Now that I’ve bored you with that, I must mention that last night I made chicken parmesan from scratch last night. It was delicious. Not hard either. Just take 2-3 large chicken breasts and cut them into using the butterfly cut method – effectively making two patty shapes. Get a large bowl with about 1.5 cups flour (might need less, but using more makes it a bit easier), another with 3 eggs beaten with a little milk, and another with either bread crumbs or cornflake crumbs (gluten free!) mixed with grated parmesan cheese and Italian spices. The ratio of crumbs to cheese is up to you, depending on your flavor. One by one, dip the chicken pieces in the flour, coating them all over. Then dip them into the egg, covering them. Then coat them with the bread crumbs. In a large skillet, heat olive or vegetable oil to medium/high and cook the chicken until it’s nicely browned  – flipping to make sure it cooks on both sides – and the juices run clear. In a casserole dish, spread your favorite (homemade if you have it, which I don’t) spaghetti sauce along the bottom. Place the cooked chicken on that, top with more sauce and then slices of fresh mozzarella cheese – or shredded cheese. Bake at 375 for 20 minutes, until the sauce is bubbly and cheese is melted.

And since I’m just going all goofy, I’ll tell you about our cute cat. We got her from the Humane Society, which is probably one of the most depressing places I’ve ever been. I wanted to take all the cats home with me. 😦 There was no angelic music that burst forth when we saw our cat. More like a “Hey, she’s fixed, only 6-8 months old, has clear eyes and isn’t biting or scratching. Let’s get this one.” She’s a really great cat, too.  She follows me around and sleeps on me whenever I sit down. And she is quite tolerant of the kids – Kaylee carries her all over the place and hasn’t been attacked yet. We named her Tuco, which if you didn’t know, is the name of “The Ugly” in “The Good, The Bad, and The Ugly.” Our little Tuco is not ugly at all, but he’s our favorite character in that movie. Of course, we love Clint Eastwood, but we could hardly name her “Blondie,” now could we?

Santa Claws??

Oh boy, I’m in a weird mood. I’m actually quite giddy – we’re getting a cat tomorrow!! Well, I hope we are. We’re going to the Humane Society to pick one out. We’ve seen some pictures of available cats online and there are three we really want to see. I’m just so goobery right now. I love cats.

So anyway, I took the kids to Walmart to stock up on cat things – litter box (or as Sienna called it, “glitter box”), food/water bowls, food, litter, toys, brush, flea stuff, and a bed. And even though I knew to expect it, I was quite miffed when I saw the Christmas tree set up by the front entrance. Really? Really??? Everyone rants about it, so I’m not gonna go on and on, but sheesh. There’s no reason they do that other than to stir up people’s desire to start shopping for Christmas. Chances are, if you get your shopping done “early,” you’re going to see more things that you want to buy when Christmas actually gets here – and you’ll spend more.

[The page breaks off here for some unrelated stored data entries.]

PR #1169, opened 2023-10-06
FBS: DataProducer, DataConsumer

jmillan:
Plus remove code that is not used anymore. Ie:

- `request()` method since `request_fbs()` is used everywhere.
- `notify()` method since `notify_fbs()` is used everywhere.
- All types that were only related to `request()` and `notify()`

Some new TODOs added to flatbuffers branch:
- Remove all temporal FBS suffixes in types and classes.
- Properly test SCTP and enable subchannels.
- Enable remaining tests.
- Test the demo.

### DIFF
--- a/worker/src/RTC/DataConsumer.cpp
+++ b/worker/src/RTC/DataConsumer.cpp
@@ -26,19 +26,20 @@ namespace RTC
 	{
 		MS_TRACE();
 
-		this->typeString = data->type()->str();
+		switch (data->type())
+		{
+			case FBS::DataProducer::Type::SCTP:
+			{
+				this->type = DataConsumer::Type::SCTP;
 
-		if (this->typeString == "sctp")
-		{
-			this->type = DataConsumer::Type::SCTP;
-		}
-		else if (this->typeString == "direct")
-		{
-			this->type = DataConsumer::Type::DIRECT;
-		}
-		else
-		{
-			MS_THROW_TYPE_ERROR("invalid type");
+				break;
+			}
+			case FBS::DataProducer::Type::DIRECT:
+			{
+				this->type = DataConsumer::Type::DIRECT;
+
+				break;
+			}
 		}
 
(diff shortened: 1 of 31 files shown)


ibc:
> notify() method since request() is used everywhere.

What does it mean? Is it a typo?

ibc:
> Properly test SCTP and enable subchannels.

subchannels were tested already and there is a test for them. In flatbuffers branch.

worker/src/RTC/DataConsumer.cpp
```diff
@@ -66,9 +67,12 @@ namespace RTC
 		// paused is set to false by default.
 		this->paused = data->paused();
 
-		for (const auto subchannel : *data->subchannels())
+		if (flatbuffers::IsFieldPresent(data, FBS::Transport::ConsumeDataRequest::VT_SUBCHANNELS))
```
ibc, line 70: This check wasn't needed before. Why is it now?

jmillan: Because `subchannels` is an optional field, and not providing it (which is legitimate for an optional field) would crash. 

[Here](https://github.com/versatica/mediasoup/blob/flatbuffers/node/src/Transport.ts#L1730) you added an empty  array if none was provided, but not providing it, which is legitimate, would crash.

jmillan:
>> Properly test SCTP and enable subchannels.

> subchannels were tested already and there is a test for them. In flatbuffers branch.

"Properly test SCTP and enable subchannels in Rust"

worker/src/RTC/DataConsumer.cpp
ibc: True

ibc (approved):
Good work

jmillan:
I'm merging this so I can move forward. @nazar-pc if you can briefly review I'll take the comments into consideration.

nazar-pc (commented):
Looks fine on the surface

Now, I’m not saying it’s a bad thing to get your shopping done early. In fact, the cat (and accessories) make up 95% of our kids’ birthday gifts (since they are all having birthdays this month) and since I’ve been looking for things to suggest for relatives for their birthdays, I’ve thought a lot about Christmas, too. And I like getting my shopping done before things go crazy – well, I used to. Now I do almost all my shopping online. Pathetic? I dunno. Two day free shipping and almost always the best prices on Amazon…

The problem is, as much as I love Christmas, it’s not about presents!!! I want things, but what I want more is to be content with what I’ve got. I want my kids to be content with what they’ve got. And they are going to have a kitty! Tomorrow!! Yippie!

Ok, back to your regularly scheduled programming.